Response: Thank you for your suggestion. As far as we know, the P-value is obtained through statistical methods (e.g., t-test) and is the statistical result of two groups of data. In our method, the classification result is a single number, and we worry that it may not be possible to perform t-test on two different classifier results. We would appreciate your further suggestions about P-value statistics between different classifiers.
- Some new references should be added to improve the literature review—for example, https://doi.org/10.1007/s00247-022-05510-8; https://doi.org/10.1155/2020/1357853.
Response: Thank you for your suggestion. According to your suggestion, we added three references in our revised paper (from line 25 to line 27 on Page 1; from line 40 to line 45 on Page 2), which is also copied below for your reference.
“In neuroimaging, resting-state functional magnetic resonance imaging (RS-fMRI) utilizes blood oxygen level dependent (BOLD) signals to explore biomarkers of nervous system diseases [8-11].” (from line 25 to line 27 on Page 1)

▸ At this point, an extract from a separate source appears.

PR #1997, opened 2025-10-24
EDINET.EC8060E

aaroncameron-wk:
#### Reason for change
EDINET.EC8060E: A context's scenario element must not have an explicit default member.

“For instance, Brown et al. [20] proposed the element-wise layer for DNNs to predict ASD, without considering the heterogeneity of data from different sites. The other type aims to avoid the adverse effect of data heterogeneity on the results [21-23]. For example, Niu et al. [21] proposed a multi-channel deep attention neural network to capture the correlation in multi-site data by integrating multi-layer neural networks, attention mechanisms and feature fusion.” (from line 40 to line 45 on Page 2)
Added References:
[11] Ali, R.; Li, H.; Dillman, J.R.; Altaye, M.; Wang, H.; Parikh, N.A.; He, L. A self-training deep neural network for early prediction of cognitive deficits in very preterm infants using brain functional connectome data. Pediatric radiology 2022, 52, 2227–2240.
[20] Brown, C.J.; Kawahara, J.; Hamarneh, G. Connectome priors in deep neural networks to predict autism. In Proceedings of the 2018 IEEE 15th international symposium on biomedical imaging (ISBI 2018). IEEE, 2018, pp. 110–113.
[21] Niu, K.; Guo, J.; Pan, Y.; Gao, X.; Peng, X.; Li, N.; Li, H. Multichannel deep attention neural networks for the classification of autism spectrum disorder using neuroimaging and personal characteristic data. Complexity 2020, 2020.